HertzGrainDamageModelNoprimRecord (Rigid_Triangle Sphere)

Hertz repulsive force with normal damping and Coulomb tangential friction model, implemented as a viscous dashpot. The energy from collision is saved. For grains that are still attached, the chain is not executed.

Parallel Compatible: Yes

Properties:

  • Required keywords:
    • A1 (s) — Dissipative constant of material of particles from particle container 1.
    • A2 (s) — Dissipative constant of material of particles from particle container 2.
    • E1 (kg . m^-1 . s^-2) — Young’s modulus of the material of particles from particle container 1.
    • E2 (kg . m^-1 . s^-2) — Young’s‘ modulus of the material of particles from particle container 2.
    • mu — The coulomb friction coefficient (both static and dynamic).
    • nu1 (1) — Poisson ratio of the material of particles from particle container 1.
    • nu2 (1) — Poisson ratio of the material of particles from particle container 2.
    • pc1 — The first particle container in the binary contact detection.
    • pc2 — The second particle container in the binary contact detection. If contact detection within the same particle container is desired, and it is applicable for the contactmodel, pass the same pc to both pc1 and pc2.
  • Optional keywords:
    • E_friction (default value = 0) — The total dissipated friction energy by this contact model.
    • E_normal (default value = 0) — The total dissipated normal energy by this contact model.
    • c_t (default value = -1) — ‘c’ value of the linear dashpot (N*s/m) in tangential direction. The higher this value, the more accurate the results will be, but the simulation can become unstable, requiring smaller timesteps.
    • cp_t (default value = -1) — Optional contact area-dependent linear dashpot coefficent (Pa*s/m). Give either c_t or cp_t but not both.
    • flip_normals (default value = 0) — Optionally flip normals if sphere is more than its radius submerged. In most cases, we recommend that you leave this option to its default ‘false’.
    • reject_large_overlap (default value = 1) — Optionally reject overlaps reject_overlap_r times larger than the radius. Unless you have a fully concave ‘container’ geometry, we recommend that you leave this value to its default ‘true’.
    • reject_overlap_r (default value = 1) — If reject_large_overlap is True, this specifies the number of sphere radii of overlap that should be rejected (Default=1).
  • Read only properties:
    • k — Effective Hertz spring constant, computed from E1, E2, nu1, and nu2. Read only.

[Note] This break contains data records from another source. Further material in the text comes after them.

PR #481, opened 2026-08-17
CSI: implement new volume health RPCs

WanzenBug:
CSI spec 1.13 removed the `VOLUME_CONDITION` mechanism; this implements its replacement, the new alpha volume health APIs.

## Notes for review
- Node-side health (`NodeGetVolumeHealth`, `NodeGetStorageHealth`) is intentionally not implemented, matching the previous controller-only condition reporting.

### DIFF
--- a/pkg/client/linstor.go
+++ b/pkg/client/linstor.go
@@ -177,9 +177,9 @@ func LogLevel(s string) func(*Linstor) error {
 	}
 }
 
-// ListAll returns a sorted list of volume and their status.
-func (s *Linstor) ListAll(ctx context.Context) ([]volume.Info, error) {
-	var vols []volume.Info
+// ListAll returns a sorted list of volumes and status.
+func (s *Linstor) ListAll(ctx context.Context) ([]volume.Status, error) {
+	var vols []volume.Status
 
 	resourcesByName := make(map[string][]lapi.ResourceWithVolumes)
 
@@ -200,6 +200,9 @@ func (s *Linstor) ListAll(ctx context.Context) ([]volume.Info, error) {
 	for i := range resDefs {
 		rd := resDefs[i]
 
+		// The volume health is resource-level and shared by every member of a consistency group.
+		healthIssue := HealthIssueFromResource(resourcesByName[rd.Name])
+
 		isConsistencyGroup := false
 
 		for vn := range util.ConsistencyGroupVolumes(rd.VolumeDefinitions...) {
@@ -207,14 +210,14 @@ func (s *Linstor) ListAll(ctx context.Context) ([]volume.Info, error) {
 
 			vol := s.volumeInfoFromResourceDefinition(volume.ID{ResourceName: rd.Name, VolumeNumber: vn}, rd)
 			if vol != nil {
-				vols = append(vols, *vol)
+				vols = append(vols, volume.Status{Info: *vol, HealthIssue: healthIssue})
 			}
 		}
 
 		if !isConsistencyGroup {
 			vol := s.volumeInfoFromResourceDefinition(volume.ID{ResourceName: rd.Name}, rd)
 			if vol != nil {
-				vols = append(vols, *vol)
+				vols = append(vols, volume.Status{Info: *vol, HealthIssue: healthIssue})
 			}
 		}
 	}
@@ -2530,6 +2533,20 @@ func (s *Linstor) FindAssignmentOnNode(ctx context.Context, id volume.ID, node s
 	return va, nil
 }
 
+// GetVolumeHealthIssue returns the health issue of the given volume, if any.
+func (s *Linstor) GetVolumeHealthIssue(ctx context.Context, id volume.ID) (*volume.HealthIssue, error) {
+	s.log.WithFields(logrus.Fields{
+		"volume": id,
+	}).Debug("getting resource health")
+
+	ress, err := s.client.Resources.GetResourceView(ctx, &lapi.ListOpts{Resource: []string{id.ResourceName}})
+	if err != nil {
+		return nil, fmt.Errorf("failed to list resources for '%s': %w", id.ResourceName, err)
+	}
+
+	return HealthIssueFromResource(ress), nil
+}
+
 // SetSnapshotType tries to set the snapshot type based on the remote name.
 // If there is no remote name, it's a local snapshot, if the remote name is an S3 remote, it's an S3 snapshot, etc...
 // If the remote is unknown, we treat it as a local snapshot.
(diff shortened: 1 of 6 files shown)


pkg/client/linstor.go
```diff
@@ -2608,6 +2625,46 @@ func GetSnapshotRemoteAndReadiness(snap *lapi.Snapshot) (string, bool, error) {
...
+
+		if res.State == nil {
+			abnormalNodes = append(abnormalNodes, res.NodeName)
+			continue
+		}
+
+		drbd := util.GetDrbdLayer(res.LayerObject)
+		if drbd != nil && drbd.PromotionScore == 0 {
+			abnormalNodes = append(abnormalNodes, res.NodeName)
+		}
```
rck: guess we can `continue` here as well. for human readability I would include it, especially if then other conditions get added

pkg/client/linstor.go
```diff
@@ -2608,6 +2625,46 @@ func GetSnapshotRemoteAndReadiness(snap *lapi.Snapshot) (string, bool, error) {
 	return "", slices.Contains(snap.Flags, lapiconsts.FlagSuccessful), nil
 }
 
+// HealthFromResources derives the health statuses of a volume from its LINSTOR resources.
+// A resource is abnormal if its state is unknown (satellite offline) or DRBD reports it as not
+// promotable. An empty result means the volume is healthy, abnormal resources degrade the
```
rck: it is not the "empty" result as in "empty list", it is `nil` result? I find that function somehow horrible. IMO it overloads the single return type and after reading it 3 times I find it still hard. maybe multiple return values? or somehow splitting it, don't know, just does not feel right

rck (changes requested):

pkg/client/linstor.go
WanzenBug: You are right, AI produced a convoluted version here. I think I've manged to make it more readable now :smile:

pkg/volume/volume.go
```diff
@@ -200,6 +200,28 @@ type VolumeStats struct {
...
+
+const (
+	// HealthStatusDegraded means the volume works, but some replicas have issues.
+	HealthStatusDegraded HealthStatus = "Degraded"
+	// HealthStatusInaccessible means no healthy replica is left.
+	HealthStatusInaccessible HealthStatus = "Inaccessible"
+)
+
+// Health describes a single health issue of a volume.
+type Health struct {
```
rck: I think the description got it right, "health issue" => `type HealthIssue`, no? then to me a `nil` `HealthIssue` also makes sense (while a `nil` `Health` being a good thing does not really, I personally don't feel very fine with nil health :) )

rck (changes requested):
A lot better code wise, I think the naming is still a bit off?

pkg/volume/volume.go
WanzenBug: Agreed. Renamed to `HealthIssue`, and renamed some of the functions to match.

rck:
# Review

## Overview

Implements the CSI 1.13 alpha volume health APIs (`ControllerGetVolumeHealth`, `ControllerListVolumeHealth`) as a replacement for the removed `VOLUME_CONDITION` mechanism. Health is derived per LINSTOR resource: a replica is abnormal if its state is unknown (satellite offline) or its DRBD promotion score is 0; the volume is then reported as `Degraded` (some abnormal) or `Inaccessible` (all abnormal / no replicas). `ListAll` now returns `volume.Status` (info + optional health issue), the two new capabilities are advertised, and `HealthIssueFromResource` gets solid table-driven tests.

## Bugs

**1. Inverted filter in `ControllerListVolumeHealth` — the RPC reports exactly the wrong volumes** (`pkg/driver/driver.go`)

```go
// Only abnormal volumes are reported.
volumes = slices.DeleteFunc(volumes, func(vol volume.Status) bool {
    return vol.HealthIssue != nil
})
```

`slices.DeleteFunc` removes elements for which the predicate returns **true**, so this deletes every abnormal volume and keeps the healthy ones. The result: the RPC only ever lists healthy volumes, each with a nil `HealthStatuses`. The spec confirms the comment's intent ("The Plugin SHOULD omit volumes with no known adverse health condition when listing all volume health"), so the condition must be `vol.HealthIssue == nil`. As written, the list RPC is a functional no-op; csi-sanity evidently doesn't catch it.

**2. Possible nil-pointer panic in `HealthIssueFromResource`** (`pkg/client/linstor.go`)

`util.GetDrbdLayer(res.LayerObject)` — `LayerObject` is `*lapi.ResourceLayer` (`json:"layer_object,omitempty"` in golinstor v0.65.1) and `GetDrbdLayer` dereferences `layer.Type` without a nil check (`pkg/linstor/util/util.go:102`). A resource returned without layer data would panic inside `ListAll` and both health RPCs. Guard with `res.LayerObject != nil` (or make `GetDrbdLayer` nil-safe).

**3. Negative `starting_token` panics** (`pkg/driver/driver.go`)

`parseAsInt` accepts negative values, and the new code only checks `start > len(volumes)`, so `starting_token: "-1"` reaches `volumes[start:end]` and panics. This mirrors the pre-existing pattern in `ListVolumes`, but since it's being copied into new code, validating `start >= 0` (returning `codes.Aborted` per spec) would be cheap.

## Other issues / suggestions

- **`HealthIssueFromResource` mutates its argument.** `slices.DeleteFunc` shrinks and zeroes the caller's slice — in `ListAll` that's the `resourcesByName[rd.Name]` map entry. Harmless today because each entry is consumed once, but it's a latent footgun for an exported helper. Filtering into a fresh slice (or at least documenting the mutation) would be safer.
- **Test gap on the driver side.** There are good table tests for the health derivation, but none for `ControllerListVolumeHealth`, `ControllerGetVolumeHealth`, or `csiHealthStatus` — a single test asserting that an unhealthy volume appears in the list response would have caught bug 1.
- **Unrelated change:** the removal of the exported `CreatedForTemporaryDisklessAttach` constant from `pkg/linstor/const.go` is a drive-by cleanup with no connection to volume health. Fine to remove if unused, but it belongs in its own commit (and it's part of a public package, so external consumers could notice).
- **`volume.Status` embeds `*HealthIssue`** with no doc comment. A named field (`HealthIssue *HealthIssue`) would read more clearly than an embedded pointer type, avoids surprising field promotion, and the exported type should carry a doc comment per the file's conventions.
- **Pagination consistency:** tokens index into the filtered abnormal-volume list, which changes between calls, so pages can skip or duplicate entries. The spec tolerates this ("results may be inconsistent across calls"), so this is informational — same behavior as `ListVolumes`.
- Minor: `ControllerListVolumeHealth` returns `codes.Internal` when `ListAll` fails while `ListVolumes` returns `codes.Aborted` for the same failure. `Internal` is arguably the better code; just noting the inconsistency.

## What looks good

- Health semantics are well thought out: using `PromotionScore != 0` instead of `may_promote` correctly treats an in-use primary (score > 0, `may_promote: false`) as healthy, and the tie-breaker/diskless cases are covered by tests with realistic API payloads.
- Hoisting the resource-level health above the consistency-group loop in `ListAll` (shared by all group members) is correct and documented.
- `ControllerGetVolumeHealth` handles the missing-ID (`InvalidArgument`), not-found (`NotFound`), and empty-`health_statuses`-means-healthy cases per spec.
- CHANGELOG entry, capability advertisement, and error wrapping all follow existing project conventions.

**Verdict:** the derivation logic is sound, but bug 1 must be fixed before merge — as written, `ControllerListVolumeHealth` never reports an unhealthy volume — ideally together with a driver-level test that would have caught it.

🤖 Generated with [Claude Code](https://claude.com/claude-code)

WanzenBug:
Thanks for the thorough review! All three bugs should be fixed with the latest push:

  1. Inverted filter: Good catch. The condition is flipped now, so ControllerListVolumeHealth only reports volumes with a health issue. csi-sanity does exercise the new RPCs, but only against a healthy cluster,
     so it can't tell the difference between "correctly omitted" and "wrongly filtered out".
  2. Nil LayerObject: util.GetDrbdLayer is now nil-safe.
  3. Negative starting token: Now rejected with codes.Aborted. Done as a separate commit, since it applies equally to the existing ListVolumes/ListSnapshots pagination.

  From the other suggestions:

  - HealthIssueFromResource no longer mutates its argument (slices.Clone before filtering).
  - Restored the CreatedForTemporaryDisklessAttach constant. It is unused by the driver itself, but removing it does not belong in this PR.
  - volume.Status now has a named, documented HealthIssue *HealthIssue field instead of the embedded pointer, matching the Health → HealthIssue rename from the earlier round.
  - ListVolumes now also returns codes.Internal when listing fails, so the two RPCs are consistent.
  - Pagination tokens indexing into the filtered list: leaving as is. Same behavior as ListVolumes, and tolerated by the spec.

  On the driver-level tests: agreed that one would have caught the filter bug. The driver is exercised by the external CSI test suite, but that only tests against a healthy cluster. Currently deemed to be too much effort to have yet-another "fake" linstor test.

rck (approved):
LGTM now

PR #484, opened 2026-08-25
Use go tool for go:generate

WanzenBug:
This lets us update the tools automatically using dependabot.

Also work on the mockery deprecation warnings, preparing for an eventual switch to v3.


rck (approved):
LGTM. Verified locally: `go generate ./...` reproduces the committed output byte-for-byte, build and tests pass, and `go mod tidy` is a no-op.

One suggestion (non-blocking): consider adding a generated-code freshness check to CI, e.g. `go generate ./... && git diff --exit-code`. It matters more after this PR, since dependabot will now bump mockery/enumer without regenerating, so the committed mocks could silently drift from what the pinned tool version would produce. `disable-version-string` hides the header churn but not behavioral changes in the generator.

PR #489, opened 2026-08-28
use new LINSTOR 1.35 APIs

WanzenBug:
Use the APIs introduced with LINSTOR 1.35:

* ControllerPublishVolume always invokes MakeAvailable, letting LINSTOR manage allow-two-primaries for RWX volumes via auto-manage-dual-primary instead of toggling the property manually.
* ControllerUnpublishVolume reverts the attachment with UnmakeAvailable.
* Volume deletion truncates the resource definition in one server-side operation, replacing the diskless-first delete loop and the balancer workaround.
* Snapshot deletion removes the empty resource definition together with the last snapshot, replacing the client-side check-then-delete.
* RWX block volumes no longer require a DRBD layer when all configured storage pools are backed by shared storage.
* Fail at startup when the controller does not provide REST API 1.29 (LINSTOR 1.35).

### DIFF
--- a/CHANGELOG.md
+++ b/CHANGELOG.md
@@ -6,9 +6,16 @@ and this project adheres to [Semantic Versioning](https://semver.org/spec/v2.0.0
 
 ## [Unreleased]
 
+### Added
+
+- RWX block volumes no longer require a DRBD layer when all configured storage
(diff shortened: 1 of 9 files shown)


rck (approved):
LGTM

This contact model is composed out of following pieces (click on the chain elements to get more information):

DefaultBoilerPlateSphere_2_DataRigid_NGon_1_Data  <3 >
  ↓
NGon_SphereN_DampedHertzT_CoulombFrictionAssembleForcesAssembleMomentsAssemble_PlasticEnergy_HertzRecordDissipatedFrictionEnergyRecordDissipatedNormalEnergyFeedback

HertzGrainDamageModelNoprimRecord (Sphere Sphere)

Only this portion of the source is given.